A very chilly christmas répond au besoin de respiration dans une période anxiogène. « J’ai fini l’album fin 2019 et personne n’aurait pu alors imaginer ce qui se passerait: Je voulais faire un album de Noël avec des versions plus mélancoliques et plus intimes de chansons connues et oui, ça peut bien coller au Noël qu’on va vivre », concède le Canadien globe-trotter, aujourd’hui installé à Cologne en Allemagne après avoir longtemps vécu à Paris.

Ce bel opus est quasi-instrumental – piano saupoudré de quelques arrangements de cordes – à l’exception de trois morceaux où la Canadienne Feist et Jarvis Cocker viennent poser leur voix, séparément ou ensemble.

Cocker et Gonzales, c’est une longue histoire, souvent cocasse. En 2002, Pulp avait invité le Canadien à ouvrir un show en Cornouailles. Après le concert, Gonzales, en mode rock’n’roll, ravage sa loge et tague le tour-bus de Pulp. « Oui, cela aurait pu marquer la fin de toute relation entre nous… Mais heureusement, c’était le dernier show avant que je ne me marie, donc j’avais évidemment d’autres problèmes à gérer… », s’était souvenu Cocker, flegmatique, dans les Inrocks en 2017.

Pas d’entertainment !

A very chilly christmas (qui sort ce vendredi chez Gentle Threat/Pias) est une nouvelle pièce inattendue mais raccord dans le catalogue de son auteur. Apparu en trublion d’un hip-hop bricolé, un peu crade, au début des années 2000 aux côtés de sa compatriote Peaches, Chilly Gonzales s’est ensuite mué en compositeur délicat au piano – interprété en robe de chambre dans des sessions d’anthologie – et fut même édité par Deutsche Grammophon, vénérable institution dans le classique.

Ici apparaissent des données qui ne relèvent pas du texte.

Issue #1788, opened 2022-03-03
Adding a dedicated subcommand for SBOM generation


tamirkiviti13:
I want to use trivy for SBOM generation, but the current command structure is inconvenient.

Currently the right way to use trivy for SBOM generation is:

Il se démarque évidemment de ces « albums de Noël faits par de gros entertainers, des albums un peu cyniques, vite faits, pas très jolis ». Et de plaquer sa grille de lecture : « Jouer au piano réduit la musique à sa version atomique (à un atome, ndlr). Certains morceaux ne passent pas le test, car on se rend compte que leur succès est lié à leur production (effets ajoutés en studio, ndlr) ou à la personnalité ou à la voix de la chanteuse, du chanteur ».

Chanson « Noëlisée »

Sous ses doigts « Last christmas » de Wham! – duo qui révéla George Michael – et « All I want for christmas (is you) » de Mariah Carey prennent de belles couleurs boisées. Et des standards au pied du sapin comme « Silent night » (« Douce nuit ») ont des accents classique à la Frédéric Chopin ou jazz à la Bill Evans.

Et puis surgissent les superbes morceaux habités par Feist et Jarvis Cocker. La première signe « The banister bough », seule composition originale de l’album: « Elle raconte une tradition qu’elle a inventée, ne pas tuer un sapin tous les ans, c’est un message assez 2020, écologique », se réjouit Gonzales.

« Jarvis, lui, a choisi une chanson très indie rock (Snow is falling in Manhattan des Purple Mountains, du regretté David Berman), chanson souvent jouée à la guitare sèche par des gens qui ne se lavent pas la barbe – avec du lait d’avoine dedans (rires) – mais Jarvis a compris que cette chanson avait un potentiel pour être Noëlisée ».